If you like, you can repeat the search with the omitted results included.
I've seen this message before but I don't recall it blocking different websites. I thought it was used to block the same page /content within a site.
Is this new? It seems like a ridiculous considering the sites have nothing in common except that line.
Technically, it may not be duplicate pages, and there is another paper (or patent application) that's more relevant, and deals more with query specific clustering and filtering, but this one gives a good idea of the concept:
Detecting query-specific duplicate documents [patft.uspto.gov]
The idea is that "portions" of pages are being used, what other papers sometimes refer to as "footprints" or "fingerprints."
[edited by: Marcia at 4:32 am (utc) on Dec. 18, 2007]
That's gonna put a real damper on electronics stores that all have essentially the same item descriptions (content) for many of their pages.
If someone is searching on the words that are in that duplicated copy, then they probably don't need a full selection of websites where it appears - at least not on the first result set. But if their query is more like a brand name and model number, then because the duplicate detection is query-dependent, the filtering of results would also be different and usually much more relaxed.
...a final set of query results, wherein the final set of query results is a sub-set of the ranked query results, and wherein the final set of query results does not include any two query results corresponding to documents that have similar query-relevant parts....
Google's treatment of dupe content is very definitely query related, and it also seems to relate to how a site might be linked. Inbound links related to a query will mitigate what's seen as duplicate content. (You might say that this, in a way, reflects the off-page portion of Google's ranking algo).
I've seen scraped pages temporarily get filtered out as dupes for, say, a full ten-word sentence in quotes that doesn't contain any "optimized" terms, yet continue to rank as normal for a competitive phrase for which it had good inbound anchor text.
I also continue to see multiple copies (that are pretty much identical) of authoritative articles rank on different domains for competitive searches if both copies have good backlinks.
I'm so tempted to force removal of that post by switching those hotlinked images with something much less savoury.
The interesting thing is, that forum page is not accessible unless someone is registered and logged into that site. There is currently no cache of the page, although there was one showing 2 days ago.
[edited by: ChicagoFan67 at 8:49 am (utc) on Dec. 18, 2007]
It's what I call the "similarity" filter, and it isn't new. It'll block pages with the same page title/meta description/page_top text (and/or, most usually "and"), no matter what site they're on.

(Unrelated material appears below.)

PR #4366, opened 2026-06-27
Android: setOverrideSynchronousUpdate for existing sources

systemed:
#4092 replaced `setGeoJsonSync` on Android with a new `.withSynchronousUpdate(true)` option when creating a new GeoJSONSource.

However, this removed the possibility to use synchronous updates for existing GeoJSON sources defined in the stylesheet. Previously we could write:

I do remember Maria talking about this before but I thought it wouldn't come down to sentences. Am I right in saying that famous quotes, presidential speeches etc will be included in this filter?
You know there are sites/programs that "track" text, to see who if anyone lifts content from other sites. Why can't Google create code to do the same thing or buy the company?

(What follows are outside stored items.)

PR #3890, opened 2025-10-16
Fixes wrong map view dimension on CarPlay.

StephanPartzsch:
This was caused by enabling the smart zoom setting on iOS26.

This fixes https://github.com/maplibre/maplibre-native/issues/3851

PR #4373, opened 2026-07-03
Fix blurry map view in landscape on iPad (due to an orientation-varying scale factor)

### LINKED ISSUE #4349: Landscape orientation leads to blurry/pixelated rendering
### MapLibre iOS Version

6.25.1

### iOS Version

18.x

### Device

iPad mini 6th gen

### What happened?

I tested the app I'm building on my iPad in landscape orientation and found that the rendering was far from crisp:

Image

Image

It should be crisp like :

iPhone in portrait:
Image

after a temporary fix:
Image

Everything was fine for the same app launched in MacOS, even in "landscape sized" windows.

### Steps to reproduce

1. Run any MapLibre-based iOS app on an iPad in landscape orientation.
2. Observe that map tiles, text labels, and icons appear blurry compared to portrait.

Confirm with the following diagnostic (swizzle layoutSubviews on MLNMapView):
```
screen.nativeBounds.w     : 1488
screen.bounds.w           : 1133
nativeBounds/bounds ratio : 1.313  ← this is what MapLibre uses as scale factor
MTKView.contentScaleFactor: 1.31
screen.nativeScale        : 2.0    ← correct value, never used

```

**Expected behavior**

MapLibre should render at the device's native pixel density (2.0× on iPad mini 6th gen) regardless of orientation. The Metal drawable should be 2266 × 1488 px for a 1133 × 744 pt logical view.

**Actual behavior**

MapLibre renders at 1.313× in landscape. The Metal drawable is 1488 × 977 px. All content appears blurry.

## Root cause

MLNEffectiveScaleFactorForView computes the pixel ratio as:
```objc
// platform/darwin/src/MLNDisplayUtils.mm
CGFloat logicalToPixelRatio = screen.nativeBounds.size.width / screen.bounds.size.width;
```
UIScreen.nativeBounds is always returned in portrait orientation, regardless of the actual device orientation. This is documented Apple behavior. In landscape on iPad mini 6th gen:

|Property	|Value|	Meaning|
| --- | --- | --- |
|screen.nativeBounds.width|	1488|	Portrait short side (physical height)|
|screen.bounds.width|	1133|	Landscape long side (logical width)|
|Computed ratio|	1488 / 1133 = 1.313|	❌ Cross-axis division — meaningless|
|screen.nativeScale|	2.0|	✅ Always correct, orientation-independent|

The wrong scale factor (1.313) is then used in MLNMapViewMetalImpl::layoutChanged() (platform/ios/src/MLNMapView+Metal.mm) to size the Metal drawable:

```objc
void MLNMapViewMetalImpl::layoutChanged() {
    const auto scaleFactor = MLNEffectiveScaleFactorForView(mapView); // = 1.313 (WRONG)
    const auto screenSize = mapView.bounds.size;                       // = {1133, 744}

    resource.mtlView.contentScaleFactor = scaleFactor;                 // = 1.313
    resource.mtlView.drawableSize = CGSizeMake(
        screenSize.width  * scaleFactor,   // 1133 × 1.313 = 1488 px  (should be 2266)
        screenSize.height * scaleFactor    //  744 × 1.313 =  977 px  (should be 1488)
    );

    size = { mtlView.drawableSize.width,   // cached: 1488  (should be 2266)
             mtlView.drawableSize.height }; // cached:  977  (should be 1488)
}
```
The Metal drawable is 1488 × 977 pixels instead of 2266 × 1488. Since framebufferSize() reads mtlView.drawableSize live at render time, and Renderable::size is cached from the same wrong value, both the render viewport and the geometry pipeline operate on wrong dimensions.

Why portrait / iPhone is unaffected: in portrait, both nativeBounds.width and bounds.width refer to the same physical dimension (short side), so the ratio is correct (e.g. 3.0 on iPhone 14 Pro).

Why it is not obviously wrong: the fallback screen.nativeScale in MLNEffectiveScaleFactorForView is never reached because logicalToPixelRatio > 0 is always true, even when the ratio is wrong.

## Fix

In platform/darwin/src/MLNDisplayUtils.mm, replace the orientation-sensitive ratio with screen.nativeScale, which is always correct:
```objc
// BEFORE (buggy):
CGFloat logicalToPixelRatio = screen.nativeBounds.size.width / screen.bounds.size.width;
if (logicalToPixelRatio > 0.0) {
    return logicalToPixelRatio;
}
return [screen respondsToSelector:@selector(nativeScale)] ? screen.nativeScale : screen.scale;

// AFTER (fixed):
CGFloat logicalToPixelRatio = screen.nativeScale;  // orientation-independent, always correct
if (logicalToPixelRatio > 0.0) {
    return logicalToPixelRatio;
}
return screen.scale;
```
Alternatively, to preserve the original intent of computing a ratio from native dimensions while being orientation-safe, use the minimum dimension of each (short side / short side):
```objc
CGFloat nativeShort  = MIN(screen.nativeBounds.size.width, screen.nativeBounds.size.height);
CGFloat logicalShort = MIN(screen.bounds.size.width, screen.bounds.size.height);
CGFloat logicalToPixelRatio = nativeShort / logicalShort; // 1488/744 = 2.0 ✓
```

## Temporary workaround (waiting for a fix and release)

Add the following Objective-C file to your iOS app target. It uses ObjC runtime swizzling to intercept MapLibre's Metal setup and substitute the correct dimensions. No MapLibre source access or fork is required — it works purely at runtime.
```objc
// MLNMapViewScalePatch.m

// Temporary workaround for maplibre-native bug:
// MLNEffectiveScaleFactorForView returns wrong scale in landscape on iPad.
// See: https://github.com/maplibre/maplibre-native/issues/XXXX

#import <Foundation/Foundation.h>
#import <UIKit/UIKit.h>
#import <MetalKit/MetalKit.h>
#import <objc/runtime.h>

@interface NSObject (MLNMapViewScalePatch)
- (void)mlnPatch_layoutSubviews;
@end

@implementation NSObject (MLNMapViewScalePatch)

+ (void)load {
    // (A) Intercept MTKView.setDrawableSize: so that MLNMapViewMetalImpl::layoutChanged()
    //     caches the correct Renderable::size (it reads drawableSize right after writing it).
    Class mtkClass = NSClassFromString(@"MTKView");
    if (mtkClass) {
        SEL   sel = NSSelectorFromString(@"setDrawableSize:");
        Method m  = class_getInstanceMethod(mtkClass, sel);
        if (m) {
            IMP origIMP = method_getImplementation(m);
            IMP patchIMP = imp_implementationWithBlock(^(UIView *self_, CGSize proposed) {
                if (self_.window &&
                    [NSStringFromClass([self_.superview class]) isEqualToString:@"MLNMapView"]) {
                    CGFloat scale   = self_.window.screen.nativeScale;
                    CGSize  b       = self_.superview.bounds.size;
                    CGSize  correct = CGSizeMake(round(b.width  * scale),
                                                 round(b.height * scale));
                    ((void (*)(id, SEL, CGSize))origIMP)(self_, sel, correct);
                } else {
                    ((void (*)(id, SEL, CGSize))origIMP)(self_, sel, proposed);
                }
            });
            method_setImplementation(m, patchIMP);
        }
    }

    // (B) Swizzle MLNMapView.layoutSubviews to fix contentScaleFactor after the original
    //     runs (which sets the wrong value from MLNEffectiveScaleFactorForView).
    Class mlnClass = NSClassFromString(@"MLNMapView");
    if (mlnClass) {
        Method orig  = class_getInstanceMethod(mlnClass, @selector(layoutSubviews));
        Method patch = class_getInstanceMethod([self class], @selector(mlnPatch_layoutSubviews));
        if (orig && patch) method_exchangeImplementations(orig, patch);
    }
}

- (void)mlnPatch_layoutSubviews {
    [self mlnPatch_layoutSubviews]; // call original

    UIView *mapView = (UIView *)self;
    if (!mapView.window) return;

    CGFloat correctScale = mapView.window.screen.nativeScale;
    for (UIView *sub in mapView.subviews) {
        if (![sub isKindOfClass:[MTKView class]]) continue;
        if (sub.contentScaleFactor != correctScale) {
            sub.contentScaleFactor = correctScale;
        }
        break;
    }
}

@end
```

**How to use:**

Add the file to your Xcode project's iOS app target (not the framework target).
No imports or explicit calls needed — +load fires automatically at app startup before MapLibre initializes.
If you use Xcode 16's PBXFileSystemSynchronizedRootGroup, dropping the file into your app folder is sufficient; no .pbxproj editing required.
The patch references MapLibre classes by name (NSClassFromString) and uses no MapLibre headers, so it compiles regardless of how MapLibre is linked (SPM, CocoaPods, XCFramework).
Remove the file once you upgrade to a version of maplibre-native that includes the fix.

albintornqvist:
First of all, thank you for doing a great job with this project. Being able to transition to MapLibre from MapBox v6 has saved us a lot of trouble.

The bug I found is that the map view occurs to get a lower resolution than usual when presented on an iPad in landscape mode. This is easily testable by running the "App" target in the MapLibre Xcode project on an iPad and switching between portrait and landscape. Texts and vector features appears sharper in portrait than in landscape. 
I tested this on an Ipad Pro 11" 2 gen (A2230) building with Xcode 26.3, using the "main" branch with commit SHA 58d76e16174d3766f1a5061af461271e5afd7b7a.

The problem seems to be that the scale factor becomes too low in landscape mode since it effectively becomes a comparison of the short side vs the long side instead of comparing the short sides and the long sides.

Disclaimer: I have definitely used AI (Claude, Opus 4.8) to come to this conclusion and the code should be thoroughly reviewed by someone who knows this code.

Let me know if I should remove the comment on the function (Claude can be a bit chatty) or if there is anything else I can do to improve the code.

According to Claude, this is a regression from #3890 (ios-v6.19.2).

Some screenshots below of running the "App" target in the Xcode project on the previously mentioned iPad in landscape mode. Cropped to make it easier to notice the difference.

Built from the main-branch:
IMG_0347

Built from this branch (fix/landscape-scale-factor):
IMG_0345


maximeg:
Hey! Thank you for the PR. It fixes #4349.

May I suggest to first check if we have `nativeScale` exposed on `screen` as it is the always correct number we seek here.
```
if ([screen respondsToSelector:@selector(nativeScale)]) {
  return screen.nativeScale;
}
```

louwers (approved):

louwers:
Thanks @albintornqvist could you address the comment from @maximeg?

We'll include this fix in the next release.

albintornqvist:
Thanks for the feedback! @louwers That's great to hear.

@maximeg That seems like a very good idea, I'll fix that. And also, great work on that issue! It really explains the problem well.

louwers:
Could you run:

```
pre-commit run --all-files
```

Since this PR is coming from an organization our pre-commit bot cannot push commits to this PR.

louwers:
By the way, @maximeg @albintornqvist we have a monthly meeting tonight to discuss MapLibre Native development. You would be very welcome there. If you want an invite, please send an e-mail to team@maplibre.org

albintornqvist:
> Could you run:
> 
> ```
> pre-commit run --all-files
> ```
> 
> Since this PR is coming from an organization our pre-commit bot cannot push commits to this PR.

Ah, I see. I'll try that!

It has cached site pages, so why doesn't it compare the cached text, and stop rewarding thieves with top SERPs!?!
Hint to Google: if one site has content before another, the one that got it later might be the thief.
p/g
Why does Google still find it so difficult to figure out who is the original source of text, and who copied it? Is this really an engineering nightmare?
Using the OP's quote as an example, what if the director of Liar Liar started a website and put that quote on there - how would google know that website should be considered the original source of the text?
I think not, albeit the filters may be applied in different ways to different situations. I think it should all be called "duplicate content" in " Webmaster language " to avoid confusion.
If a block of text is identical, then it's a duplicate block of content. Google will often filter it as described.
If a page contains the same block of text amongst other differing text , then it may not be considered duplicate, depending on the proportion on the page / URL.